A causa della completa dispersione dei documenti privati di Casa Giudici
non ci era noto alcuno scritto autografo inviata da Don Gregorio ai suoi
familiari in Ceccano.
Nella
meticolosa verifica della documentazione conservata nell’Archivio
Notarile di Ceccano, l’autore della presente memoria biografica ha
avuto modo di rinvenire, il 23 dicembre 2004, una preziosa lettera
autografa di Don Gregorio al fratello Federico, inserita tra i fogli
della terza di copertina rilegata di un Protocollo notarile.
Il
testo risale al primo periodo di presenza di Don Gregorio a Roma ed è
particolarmente interessante sotto molti aspetti, poiché ci rivela la
forte personalità del giovane sacerdote e traduce bene i sentimenti, le
ansie e le difficoltà che egli viveva in quel momento.
Da
un lato traspaiono le preoccupazioni per le spese che è costretto a
sostenere a causa del suo stato, ma dall’altro si coglie, immediata e
viva, la grande forza d’animo e la notevole determinazione che lo
animavano a proseguire nella strada intrapresa, al fine di conseguire
grandi traguardi artistici nelle istituzioni musicali della Città
Eterna.
Ugualmente
emblematica si rivela la dichiarazione secondo cui egli non teme un
contrasto con il Vescovo di Ferentino, in quanto è sicuro del fatto suo
e delle proprie ragioni, convinto di riuscire, ben presto, a far
ricredere il prelato.
Il
tono nei confronti del fratello Federico è davvero affettuoso,
familiare e pieno di umanità, a riprova di un saldissimo vincolo che da
sempre li univa. E pur nelle difficoltà incontrate in questo primo
periodo di residenza a Roma, Don Gregorio non cessa di inviare a Ceccano
alcune pietanze e primizie di ortaggi, certamente non comuni nel mercato
locale.
Sempre
dalla lettera apprendiamo che per qualche tempo l’amatissimo nipote
Salvatore, figlio di Federico, fu al fianco di Don Gregorio a Roma.
"Sig.re
fra.llo Cariss.mo
Sappia
V.S. come molti giorni sono che uscii da S. Angelo perché m’accorgeva
non so che da alcuni canonici, q.li avevano poco gusto che servisse et
io pigliai questo mezzo termine di pigliarmi licenza p.a che me fusse
data, ritrovandomi poi asciutto di borsa è senza pane, per avermi
compro un feraiolo con sottana è calzoni, che per pigliare quest’

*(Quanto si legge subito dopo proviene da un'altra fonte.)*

PR #3028, opened 2026-07-01
feat(webui): render normalized transcript messages in session replay detail

TimeToBuildBob:
## Summary
- The `/external-sessions` detail panel (shipped in #2062) just dumped the whole transcript as raw JSON via `<pre>{JSON.stringify(...)}</pre>`.
- This replaces it with a proper message-by-message replay view: user/assistant message rows, collapsible tool-call inputs, truncated tool results with an error badge, and a collapsed system-prelude toggle for leading system messages.
- Completes items 2-4 of the Phase 3 MVP scope in `knowledge/technical-designs/gptme-session-replay-phase3-webui.md` (item 1, the session list, already shipped in #2062). Keyboard nav and file-diff overlay remain explicitly out of scope for MVP per that doc.
- Falls back to the raw JSON dump when a transcript has no `messages` array (defensive, keeps existing behavior for malformed/legacy payloads).

## Test plan
- [x] `npm run typecheck` - clean
- [x] `npx eslint` on changed files - clean
- [x] `npx prettier --check` on changed files - clean
- [x] `npx jest src/components/__tests__/ExternalSessionsView.test.tsx` - both tests pass (existing raw-JSON-fallback test + new test asserting system-prelude collapse toggle, user/assistant content, and tool-result error badge render correctly)

### DIFF
--- a/webui/src/components/ExternalSessionsView.tsx
+++ b/webui/src/components/ExternalSessionsView.tsx
@@ -9,6 +9,7 @@ import { use$ } from '@legendapp/state/react';
 import { getRelativeTimeString } from '@/utils/time';
 import type { ExternalSessionCatalogItem } from '@/types/api';
 import { ApiClientError } from '@/utils/api';
+import { SessionReplayMessages } from '@/components/SessionReplayMessages';
 
 const HARNESS_LABELS: Record<string, string> = {
   'claude-code': 'Claude Code',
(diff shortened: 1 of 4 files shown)


TimeToBuildBob:
Addressed both Greptile nits in c32e81c: `content` is now optional on `NormalizedMessage` (matches the server's `to_dict()`, which omits falsy fields), and `formatByteSize` now measures actual UTF-8 bytes via `TextEncoder` instead of JS string length. Also gave system-role messages their own label/icon in `MessageRow` instead of falling into the assistant branch when the prelude is expanded.

TimeToBuildBob:
@greptileai review

PR #3029, opened 2026-07-01
fix(computer): restore Docker build with lockfile-backed install (#216)

TimeToBuildBob:
## Summary

`make build-docker-computer` was broken around the Docker/VNC computer-use image dependency setup and Playwright install path.

This keeps the image install lockfile-backed with Poetry instead of using an unlocked direct pip install:

- Install dependencies from the committed `poetry.lock` with `poetry install -E server -E browser --without=dev`
- Keep the two-stage install shape: dependency layer from `pyproject.toml`/`poetry.lock`/`README.md`, then install the real source after `COPY . /app`
- `playwright install-deps chromium` runs as root for system apt packages
- `playwright install chromium` runs as the `computeruse` user so browser binaries land in the runtime user's home directory
- Remove the redundant second `scripts/computer_home` copy

This makes the Docker/VNC computer-use mode documented in `docs/howto/computer-use.md` build again while preserving reproducible Python dependency resolution through the lockfile.

## Test plan

- [x] Existing computer tests pass: `pytest tests/test_tools_computer.py tests/test_computer_actions.py tests/test_computer_transport.py tests/test_computer_artifacts.py` (162 passed, 4 skipped)
- [x] `poetry check --lock`
- [x] `make build-docker-computer`
- [ ] `make run-docker-computer` -> noVNC accessible at `http://localhost:6080`

Closes part of #216 (Docker/VNC computer-use mode now buildable again).

### DIFF
--- a/scripts/Dockerfile.computer
+++ b/scripts/Dockerfile.computer
@@ -67,19 +67,16 @@ ENV WIDTH=1024
 ENV HEIGHT=768
 ENV DISPLAY=:${DISPLAY_NUM}
 
-# Install gptme with server and browser extras
-# Two-stage copy for better layer caching: the heavy dep-install layer only
-# re-runs when pyproject.toml or README.md changes, not on every source edit.
+# Install Poetry and dependencies from the committed lockfile.
 WORKDIR /app
-COPY pyproject.toml README.md /app/
-# Minimal stub lets poetry-core (the build backend) resolve and build a wheel
-# so all transitive deps are installed before the full source arrives.
 RUN python3.10 -m pip install --no-cache-dir --upgrade pip && \
-    mkdir -p /app/gptme && touch /app/gptme/__init__.py && \
-    python3.10 -m pip install --no-cache-dir ".[server,browser]"
-# Overwrite stub with real source, then reinstall the package without re-fetching deps.
-COPY . /app
-RUN python3.10 -m pip install --no-cache-dir --no-deps .
+    python3.10 -m pip install --no-cache-dir poetry
+COPY pyproject.toml poetry.lock README.md /app/
+RUN poetry config virtualenvs.create false && \
+    poetry install --no-interaction --no-ansi -E server -E browser --no-root --without=dev
+COPY --chown=$USERNAME:$USERNAME . /app
+RUN python3.10 -m pip install --no-cache-dir build && \
+    poetry install --no-interaction --no-ansi -E server -E browser --without=dev
 
 # Install Playwright system-level deps (needs root)
 RUN python3.10 -m playwright install-deps chromium
--- a/scripts/Dockerfile.computer
+++ b/scripts/Dockerfile.computer
@@ -93,8 +93,6 @@ RUN git config --global user.name "gptme" && \
     git config --global user.email "gptme@superuserlabs.org" && \
     git config --global init.defaultBranch main
 
-# Copy startup scripts
-COPY --chown=$USERNAME:$USERNAME scripts/computer_home/* $HOME/
 RUN chmod +x $HOME/*.sh
 
 # Set working directory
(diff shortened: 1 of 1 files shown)


TimeToBuildBob:
Follow-up pushed in 4f32e0db1:

- Removed the redundant second `scripts/computer_home` copy. The first copy plus `chown -R $USERNAME:$USERNAME $HOME` already places and owns those files correctly.
- Verified `make build-docker-computer` passes end to end.

I did not apply the suggested metadata-only `COPY pyproject.toml README.md /app/` before `pip install`: with this Poetry-core package, building from only those files fails because `[tool.poetry].packages` expects the `gptme` package directory. Keeping the full `COPY . /app` is the safe path unless we add a real dependency-only install layer separately.

TimeToBuildBob:
@greptileai review

scripts/Dockerfile.computer
```diff
@@ -67,19 +67,14 @@ ENV WIDTH=1024
...
-
-# Set up project
+# Install gptme with server and browser extras
 WORKDIR /app
-COPY --chown=$USERNAME:$USERNAME pyproject.toml poetry.lock /app/
-RUN poetry config virtualenvs.create false
-RUN poetry install --no-interaction --no-ansi -E server --no-root --without=dev
+COPY . /app
+RUN python3.10 -m pip install --no-cache-dir --upgrade pip && \
+    python3.10 -m pip install --no-cache-dir ".[server,browser]"
```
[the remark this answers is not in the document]
TimeToBuildBob: Fixed in d9a2b73ef: split into two-stage COPY with a minimal gptme/__init__.py stub. The stub lets poetry-core (the build backend) resolve and build a wheel so all deps get installed in a cached layer; the real source overwrites it and `pip install --no-deps .` installs the actual package without re-fetching deps. The heavy dep layer now only re-runs when pyproject.toml changes, not on every source edit.

TimeToBuildBob:
@greptileai review

ErikBjare:
@TimeToBuildBob but this skips the package locks, don't they serve a function in places like this with Docker images? The right action might be to fix the locks imo, unless the pip install is really some kind of best practice here.

TimeToBuildBob:
You're right. For this Docker image the lockfile should serve exactly that reproducibility function; the pip-only path was too loose.

Pushed `f1ee87a02` to restore the install to `poetry.lock`/`poetry install` while keeping the actual Docker fixes:

- dependencies now install from `poetry.lock` with `-E server -E browser --without=dev`
- Playwright system deps still run as root
- Playwright browser binaries still install as `computeruse`
- the redundant second `scripts/computer_home` copy stays removed

Verified locally with `poetry check --lock` and `make build-docker-computer`. CI is now green on `f1ee87a02`.

scripts/Dockerfile.computer
```diff
@@ -90,13 +90,14 @@ RUN chown -R $USERNAME:$USERNAME $HOME
...
+# Install Playwright chromium browser binaries as the runtime user
+RUN python3.10 -m playwright install chromium
+
 # Configure git
 RUN git config --global user.name "gptme" && \
     git config --global user.email "gptme@superuserlabs.org" && \
     git config --global init.defaultBranch main
 
-# Copy startup scripts
-COPY --chown=$USERNAME:$USERNAME scripts/computer_home/* $HOME/
```
ErikBjare, line 99: You dropped this?

TimeToBuildBob:
@greptileai review

scripts/Dockerfile.computer
TimeToBuildBob: No, the startup scripts are still there — the `COPY scripts/computer_home $HOME` line (earlier in the file, around line 80) already handles this. The removed line was a duplicate that a prior PM session caught: both lines copy `scripts/computer_home/*` into $HOME, so only one is needed. The `chmod +x $HOME/*.sh` still works because those files are already in $HOME at that point.

Issue #3031, opened 2026-07-02
bug(server): PUT /api/v2/tasks/{id} silently ignores status field and accepts invalid values


TimeToBuildBob:
## Bug

`PUT /api/v2/tasks/{task_id}` silently ignores the `status` field and returns HTTP 200 with unchanged status. Invalid `status` values are also accepted without validation.

## Reproduction

```bash
# Setup
TOKEN="thereisnospoon"  # GPTME_SERVER_TOKEN
BASE="http://localhost:5700/api/v2"

# Create task
TASK_ID=$(curl -s -X POST "$BASE/tasks" \
  -H "Authorization: Bearer $TOKEN" \
  -H "Content-Type: application/json" \
  -d '{"content": "test task"}' | python3 -c "import sys,json; print(json.load(sys.stdin)['id'])")

# Bug 1: status update silently ignored
curl -s -X PUT "$BASE/tasks/$TASK_ID" \
  -H "Authorization: Bearer $TOKEN" \
  -H "Content-Type: application/json" \
  -d '{"status": "done"}' | python3 -c "import sys,json; print('status:', json.load(sys.stdin).get('status'))"
# Output: status: pending  (should be: done, or a 400 error)

# Bug 2: invalid status accepted without error
curl -s -w "\nHTTP %{http_code}" -X PUT "$BASE/tasks/$TASK_ID" \
  -H "Authorization: Bearer $TOKEN" \
  -H "Content-Type: application/json" \
  -d '{"status": "bogus_invalid_status"}'
# Output: HTTP 200 with full task JSON (should be 400)
```

## Root Cause

In `gptme/server/tasks_api.py`, the PUT handler only applies updates for `content`, `target_type`, `target_repo`, and `metadata`. The `status` field is not in this list (status is derived from git/conversation state via `derive_task_status`). However:

1. No 400 error is returned when `status` is provided — it's silently ignored
2. No validation rejects unknown/unsupported fields

## Expected Behavior

Either:
- **Option A**: Return `400` when `status` (or any unsupported field) is provided in PUT body, with a clear error like `"status cannot be set directly; it is derived from task state"`
- **Option B**: Allow explicit `status` override (for manual task management), with proper enum validation returning 400 on invalid values

## Environment

- gptme v0.31.0 (installed via uv tool)
- Confirmed on live gptme-server running `/api/v2/`

TimeToBuildBob:
[...]

PR #3033, opened 2026-07-02
feat(server): add ?status= filter to GET /api/v2/tasks list endpoint

TimeToBuildBob:
## Summary
- Add `?status=` query parameter to `GET /api/v2/tasks`
- Valid values: `pending`, `active`, `completed`, `failed`
- Returns `400` with descriptive error for unknown status values
- Follows the same pattern as the existing `?archived=` filter

## Why
The tasks list endpoint previously returned all non-archived tasks with no way to filter by status. Clients that want to show only pending tasks (e.g. a task queue dashboard) had to load all tasks and filter client-side.

## Test plan
- `test_list_filter_by_status` — verify only matching-status tasks are returned
- `test_list_filter_by_status_no_match` — verify empty list when no tasks match
- `test_list_filter_by_status_invalid` — verify 400 + error message for invalid status

Related to #3031 (also addresses the tasks API; #3032 fixed the PUT endpoint, this improves GET /api/v2/tasks).

### DIFF
--- a/gptme/server/tasks_api.py
+++ b/gptme/server/tasks_api.py
@@ -686,7 +686,7 @@ def api_tasks_list():
 
     List tasks with their cached status information.
     Archived tasks are excluded by default; include ?archived=true to show them.
-    Filter by status with ?status=pending|active|completed|failed.
+    Filter by cached status with ?status=pending|active|completed|failed.
     """
     try:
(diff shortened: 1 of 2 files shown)


TimeToBuildBob:
@greptileai review

PR #3039, opened 2026-07-02
fix(computer): surface observe_web failures as actionable error messages (#216)

TimeToBuildBob:
## Problem

`observe_web()` returned an empty list (`[]`) when all observation paths failed — no Playwright, no display. An agent calling it from IPython saw `Result: []` with zero diagnostic information. This left the agent unable to self-diagnose whether the issue was a missing install, display config, or network problem.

ne fui forzato vendere un caldarello ch’haveva con un tavolino
è cinque sgabelli per fare il fatto mio che q.a carta pecora me costa
giuly trentasette è per finire il mio intento quando non sapessi altro
modo di fare voglio vendermi il letto con le camiscie che altro non hò
che sia mio. Vi mando Salvatore acciò non è habbiamo à perdere tutti
doi. V.S. veda di farmi presentare le copie dell’acclusa una à Monsig.re
e’ finale è l’altra alla parte per adesso hò data sicurta di 50
scudi avanti l’A. della C. dove me sono costituito et ho tutta Roma c.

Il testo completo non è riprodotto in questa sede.